Dès 2012, un décret relatif à la répartition des frais de chauffage a contraint les syndicats de copropriété à s’équiper, lorsque c’était possible et rentable, d’outils permettant de déterminer la quantité de chaleur utilisée pour chaque logement et ce, avant fin 2017. Depuis, d’autres textes législatifs sont passés par là, afin d’aménager la mesure et de donner plus de temps aux immeubles pour s’équiper. La loi Élan du 23 novembre 2018, complétée par un décret du 22 mai 2019 et un arrêté du 6 septembre 2019, a notamment apporté diverses modifications au dispositif.

Compteurs ou répartiteurs

La règle de base est la suivante : les immeubles doivent mettre en place un système permettant de déterminer la consommation de chauffage ou de refroidissement de chaque logement. Dans l’idéal, ce sont des compteurs individuels d’énergie thermique qui doivent être installés afin de déterminer la quantité de chaleur fournie par chaque appartement. Le problème, c’est que de tels travaux peuvent coûter très cher et ne sont pas forcément réalisables dans tous les bâtiments, comme le dénoncent depuis longtemps les associations de consommateurs et de défense des copropriétaires. Les textes publiés en 2019 posent par conséquent des exceptions.

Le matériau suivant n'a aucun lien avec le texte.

PR #2354, opened 2021-08-05
[TestNG] Automatically pick up properties from testng.xml

mpkorstanje:
When using TestNG suites can be declared in `testng.xml`. These suites can be
configured with parameters. When using `AbstractTestNGCucumberTests` these
will be picked up automatically.

When using the `TestNGCucumberRunner` they can be read through `ITestContext`.

```
    @BeforeClass(alwaysRun = true)
    public void setUpClass(ITestContext context) {
        XmlTest currentXmlTest = context.getCurrentXmlTest();
        CucumberPropertiesProvider properties = currentXmlTest::getParameter;
        testNGCucumberRunner = new TestNGCucumberRunner(this.getClass(), properties);
    }
```

### DIFF
--- a/CHANGELOG.md
+++ b/CHANGELOG.md
@@ -27,6 +27,7 @@ and this project adheres to [Semantic Versioning](http://semver.org/).
      - Replace `DataTable.asList()` with -> `DataTable.values()`
      - Replace `DataTable.asLists()` with -> `DataTable.cells()`
      - Replace `DataTable.asMaps()` with -> `DataTable.entries()`
+ * [TestNG] Automatically pick up properties from `testng.xml` ([#2354](https://github.com/cucumber/cucumber-jvm/pull/2354) M.P. Korstanje, Gayan Sandaruwan)
 
 ### Deprecated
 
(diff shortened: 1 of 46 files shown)


kalaikovan-QA:
@mpkorstanje Hi,
In this file there is @test method which converts every scenario into test.
```
@Test(groups = "cucumber", description = "Runs Cucumber Scenarios", dataProvider = "scenarios")
	public void scenario(PickleWrapper pickle, FeatureWrapper cucumberFeature) {
		getRunner().runScenario(pickle.getPickle());
	}
```
am using ITestListener ,so the result.getName() gives as 'scenario' instead of actual scenario name.
when i debugged `pickle.getPickle().getName()` returns the actual scenario name.

Is it possible to send the scenario name as well to the `runScenario` method

mpkorstanje:
I dunno, but if you have a feature request it would be good to 1) create a separate issue, and 2) explain how such a thing would be done normally with TestNG.

kalaikovan-QA:
@mpkorstanje Thanks for the quick response.
#2487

Si la pose de compteurs individuels n’est techniquement pas possible ou qu’elle entraîne « un coût excessif au regard des économies attendues », l’immeuble doit opter pour des répartiteurs de chauffage afin de mesurer la consommation de chaleur à chaque radiateur. Il n’y a que si elle justifie que les difficultés financières ou techniques sont identiques avec ces équipements que la copropriété pourra s’exonérer totalement de son obligation. Seules deux catégories de bâtiments échappent directement à cette législation : les logements foyers et les immeubles dont la consommation de chauffage ne dépasse pas 80 kWh/m2/an. Côté délai, une nouvelle échéance est donnée puisque la date de mise en service des appareils doit avoir lieu avant le 25 octobre 2020.